What is he talking about? No examples are provided. Other than Bob Rae’s pro-union bill that Mike Harris repealed, and occasional back-to-work legislation, I’m not aware of any labour rights/privileges biting the dust. He also ignores the fact that many workers do not support their union, or favour unions in general. Or would admitting this be too "unruly" for the elites? The ones in charge of maintaining our national identity as a progressive people without a stable political consensus?

Ignatieff: "Some people are losing [their rights]. Ask organized labour. They’d say they have fewer rights – and less power – than fifty years ago. Closed shop agreements have been challenged, successfully, on the grounds that they violate the individual’s right to choose what group he wishes to join" (16).

And: "… union rights to closed shops and collective bargaining used to be regarded as a dastardly infringement on the freedom of individual workers and employers alike." (4-5)

Indeed they are.

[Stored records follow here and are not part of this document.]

PR #5259, opened 2023-07-19
[Admin] Misc `ui/table` fixes and improvements

elia:
## Summary

A few commits extracted after the first review on the batch actions PR (#5180).

The only one slightly out of the realm of `ui/table` or `products/index` is the one adding support for the `hidden` attribute. After using the `hidden` tailwind class for showing/hiding the batch action toolbars I realized that there is a native way hide/show elements, but that I needed a TW support to properly style it.

## Checklist

### DIFF
--- a/admin/app/components/solidus_admin/products/index/component.html.erb
+++ b/admin/app/components/solidus_admin/products/index/component.html.erb
@@ -10,7 +10,7 @@
     columns: [
       {
         class_name: "w-[72px]",
-        header: "",
+        header: tag.span('aria-label': t('.product_image'), role: 'text'),
         data: -> { image_column(_1) },
       },
       { header: :name, data: -> { name_column(_1) } },
--- a/admin/app/components/solidus_admin/products/index/component.html.erb
+++ b/admin/app/components/solidus_admin/products/index/component.html.erb
@@ -8,7 +8,11 @@
   <%= render component("ui/table").new(
     page: @page,
     columns: [
-      { header: "", data: -> { image_column(_1) }, class_name: "w-10" },
+      {
+        class_name: "w-[72px]",
+        header: "",
+        data: -> { image_column(_1) },
+      },
       { header: :name, data: -> { name_column(_1) } },
       { header: :status, data: -> { status_column(_1) } },
       { header: :price, data: -> { price_column(_1) } },
--- a/admin/spec/helpers/solidus_admin/layout_helper_spec.rb
+++ b/admin/spec/helpers/solidus_admin/layout_helper_spec.rb
@@ -19,9 +19,7 @@ RSpec.describe SolidusAdmin::LayoutHelper, :helper do
     end
 
     it "includes the translated controller base name" do
-      expect(
-        helper.solidus_admin_title(store_name: "My Store", controller_name: "orders")
-      ).to include("Orders")
+      expect(helper.solidus_admin_title(store_name: "My Store", controller_name: 'products')).to eq("My Store - Products")
     end
   end
 end
--- a/admin/app/components/solidus_admin/products/index/component.rb
+++ b/admin/app/components/solidus_admin/products/index/component.rb
@@ -9,8 +9,9 @@ class SolidusAdmin::Products::Index::Component < SolidusAdmin::BaseComponent
     image = product.gallery.images.first or return
 
     link_to(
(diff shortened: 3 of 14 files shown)


admin/app/components/solidus_admin/products/index/component.html.erb
```diff
@@ -8,7 +8,11 @@
   <%= render component("ui/table").new(
     page: @page,
     columns: [
-      { header: "", data: -> { image_column(_1) }, class_name: "w-10" },
+      {
+        class_name: "w-[72px]",
```
kennyadsl, line 12: Can you help me understand why we can't use `px-4` here? I understand that having the content `flex items-center` now it will be centered, but isn't the same to use padding if we know the image size upfront?

admin/config/solidus_admin/tailwind.config.js.erb
```diff
@@ -82,5 +83,7 @@ module.exports = {
     require('@tailwindcss/aspect-ratio'),
     require('@tailwindcss/typography'),
     require('@tailwindcss/container-queries'),
+    plugin(({ addVariant }) => addVariant('hidden', '&([hidden])')),
```
kennyadsl, line 86: Am I right that we are not using these modifiers anywhere?

kennyadsl (commented):
Left a couple of questions, thanks @elia!

admin/app/components/solidus_admin/products/index/component.html.erb
elia: The table layout was changed from `auto` to `fixed`, that means that the browser will try to have equally sized columns. This creates less jumping when the header is hidden but also requires forcing the width for some columns.

kennyadsl: 👍 but isn't that auto-centering without jumping working anyway by using the padding? Just to be clear, I know your solution works, I'm just trying to stay away from custom values in px as much as possible and stick to what's defined in the figma file, but if there are good reasons not to do that, I'm totally ok with this version.

admin/config/solidus_admin/tailwind.config.js.erb
kennyadsl: Thoughts about moving this to that other PR? If, for some reason, the reviews of that one will change what we are anticipating, we might end up not using these modifiers and forget about them.

admin/app/components/solidus_admin/products/index/component.html.erb
kennyadsl: This is solved. I didn't know that the fixed table layout would set the width of the column fixed only if specified directly on the column (or first row). This sounds like the only way to make it work without jumps. 👍

admin/spec/helpers/solidus_admin/layout_helper_spec.rb
```diff
@@ -19,9 +19,7 @@
     end
 
     it "includes the translated controller base name" do
-      expect(
-        helper.solidus_admin_title(store_name: "My Store", controller_name: "orders")
-      ).to include("Orders")
+      expect(helper.solidus_admin_title(store_name: "My Store", controller_name: 'products')).to eq("My Store - Products")
```
elia, line 22: While updating this spec I was wondering if we shouldn't ensure that the defaults work, i.e. checking that `current_store` (which is provided by `Spree::Core::ControllerHelpers::Store`) is available as a helper and so on. 

Also the previous expectation was passing even if the translation was missing, should the translation backend be injected as well?

My feeling is that we're somewhat fighting the system with this approach and we would be better off not trying to inject every dependency and only do that if there's a significant advantage over a more common use of instance and partial doubles:

```rb
    it "includes the translated controller base name" do
      helper.extend Spree::Core::ControllerHelpers::Store

      allow(helper).to receive(:current_store).and_return(build(:store, name: "My Store"))
      allow(helper).to receive(:controller_name).and_return("products")

      expect(helper.solidus_admin_title).to eq("My Store - Products")
    end
```

@waiting-for-dev and @solidusio/nebulab I'd be interested in knowing how you would approach it given the context above 💭

waiting-for-dev: Feel free to change it, @elia.

waiting-for-dev (approved):

kennyadsl (approved):

rainerdema (approved):
👏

There is no "right" to a closed shop or collective bargaining, despite fatuous decisions to the contrary by the Supreme Court of Canada. The applicable right is freedom of association, which by definition includes the right not to associate (i.e., to boycott).

And more: "Even if we grant that individual and collective rights in the labour market need always to be balanced, it is clear that the pendulum has swung too far. Too many workers have no job security, no pension rights, no holiday rights, and they are working too many hours. This is the dark side of our affluence." (16)

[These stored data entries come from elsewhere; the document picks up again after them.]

PR #5275, opened 2023-07-21
Stop setting line items with quantity of zero

RyanofWoods:
## Summary

In order to order to be able to update LineItem's validations to stop allowing a quantity of zero, we need to remove code that saves LineItems with a quantity of 0 (or less which gets normalized to 0).

## Checklist

### DIFF
--- a/core/app/models/spree/order_contents.rb
+++ b/core/app/models/spree/order_contents.rb
@@ -35,9 +35,10 @@ module Spree
     end
 
     def update_cart(params)
+      params = destroy_non_positive_line_items(params)
+
       if order.update(params)
         unless order.completed?
-          order.line_items = order.line_items.select { |li| li.quantity > 0 }
           # Update totals, then check if the order is eligible for any cart promotions.
           # If we do not update first, then the item total will be wrong and ItemTotal
           # promotion rules would not be triggered.
@@ -81,6 +82,20 @@ module Spree
 
     def reload_totals
       @order.recalculate
+    end
+
+    def destroy_non_positive_line_items(params)
+      line_items_to_destroy_ids = []
+      # Could be a single LineItem or multiple via nesting
+      if id = params[:line_items_attributes][:id].present?
+        line_items_to_destroy_ids << id if params[:line_items_attributes][:quantity].to_i <= 0
+      else
+        params[:line_items_attributes].reject! do |_index, attributes|
+          line_items_to_destroy_ids << attributes[:id] if attributes[:quantity].to_i <= 0
+        end
+      end
+      order.line_items.where(id: line_items_to_destroy_ids).destroy_all
+      params
     end
 
     def add_to_line_item(variant, quantity, options = {})
--- a/api/app/controllers/spree/api/line_items_controller.rb
+++ b/api/app/controllers/spree/api/line_items_controller.rb
@@ -13,7 +13,7 @@ module Spree
         variant = Spree::Variant.find(params[:line_item][:variant_id])
         @line_item = @order.contents.add(
           variant,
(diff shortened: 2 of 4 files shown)


core/app/models/spree/order_contents.rb
```diff
@@ -83,6 +84,20 @@ def reload_totals
...
+      line_items_to_destroy_ids = []
+      # Could be a single LineItem or multiple via nesting
+      if id = params[:line_items_attributes][:id].present?
+        line_items_to_destroy_ids << id if params[:line_items_attributes][:quantity].to_i <= 0
+      else
+        params[:line_items_attributes].reject! do |_index, attributes|
+          line_items_to_destroy_ids << attributes[:id] if attributes[:quantity].to_i <= 0
+        end
+      end
+      order.line_items.where(id: line_items_to_destroy_ids).destroy_all
```
kennyadsl, line 97: Thoughts on using https://github.com/solidusio/solidus/blob/df68c0c748ded6a595d28c37a9460126c6d12ecb/core/app/models/spree/order_contents.rb#L32?

core/app/models/spree/order_contents.rb
```diff
@@ -83,6 +84,20 @@ def reload_totals
...
 
+    def destroy_non_positive_line_items(params)
+      line_items_to_destroy_ids = []
+      # Could be a single LineItem or multiple via nesting
+      if id = params[:line_items_attributes][:id].present?
+        line_items_to_destroy_ids << id if params[:line_items_attributes][:quantity].to_i <= 0
+      else
+        params[:line_items_attributes].reject! do |_index, attributes|
+          line_items_to_destroy_ids << attributes[:id] if attributes[:quantity].to_i <= 0
+        end
```
kennyadsl, line 95: In which cases do we have this difference in passing the attributes?

kennyadsl (commented):
I know it's a draft, but I was taking a look and left a couple of comments.

core/app/models/spree/order_contents.rb
RyanofWoods: I would prefer not to use this method because it would cause a DELETE SQL for every destroy rather than just one. It would also cause two extra order recalculates for every destroy. Note that `update_cart` explicitly handles recalculating anyway.

core/app/models/spree/order_contents.rb
RyanofWoods: Do you mean whether it's nested or not? Like so:
```ruby
# Case 1:
line_item_attributes: {
  id: 1,
  quantity: 1
}

# Case 2:
line_item_attributes: {
  "01" => {
    id: 1,
    quantity: 1
  },
  "02" => {
    id: 3,
    quantity: 0
  }
}
```

I am supporting single nesting for `Api::LineItemsController`, though it seems that Rails supports these different levels by default - though I couldn't find any explicit documentation about it 🤔

kennyadsl: Hey @RyanofWoods, I'm not able to detect any code in the `Api::LineItemsController` or its specs that seem to support this way of passing attributes. Can you please help me adding more details about your discovery?

RyanofWoods: Case 1 is needed for `Spree::Api::LineItemsController`:
https://github.com/solidusio/solidus/blob/834347e6477ecb0b64c622d7c9c574050a41b804/api/app/controllers/spree/api/line_items_controller.rb#L56-L62

Case 2 was needed for how the OrderContents spec is setup.

Both these formats are supported by the nested_attributes in Rails.

fthobe:
@RyanofWoods this was a really cool change, can we get this over the finish line?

This has nothing to do with affluence, and everything to do with the expansion of Big Government that strangles the economy, pays thousands of unproductive people within and outside of government, and causes overall economic productivity to decline. There is really no such thing as "job security", although it is much more likely to exist de facto in a free economy. Pensions are not rights, they are contracted benefits. And who exactly had their holidays taken away?

Ignatieff: "rights talk tends to focus attention not on the way the private economy runs, but on the way state power is exercised over us. Rights have both a positive and a negative relationship to state power. Positively, rights define our entitlements to state programs, such as unemployment insurance, welfare, health care and pensions. Negatively, rights are the instrument we have to rein in what Shakespeare called the insolence of office. Our rights are supposed to prevent governments from reading our mail, taking away our property without compensation, or making decisions without our consent" (30).

"Positive rights" is an anti-concept that essentially means the right to violate the ("negative") rights of others. This means they are a fraud, not rights at all. Taxation is a rights violation (i.e., use of force), but "positive rights" could not exist without it. If each of us had an unlimited right to the resources of others, where could one draw the line? Yet this is what the progressives would have us believe. Ignatieff has noted elsewhere that we’re not allowed to solve our disputes by force or fraud (page 32). When individual rights are respected, this rule applies equally to government actions. Even taking away property with compensation is a violation of an individual’s property rights.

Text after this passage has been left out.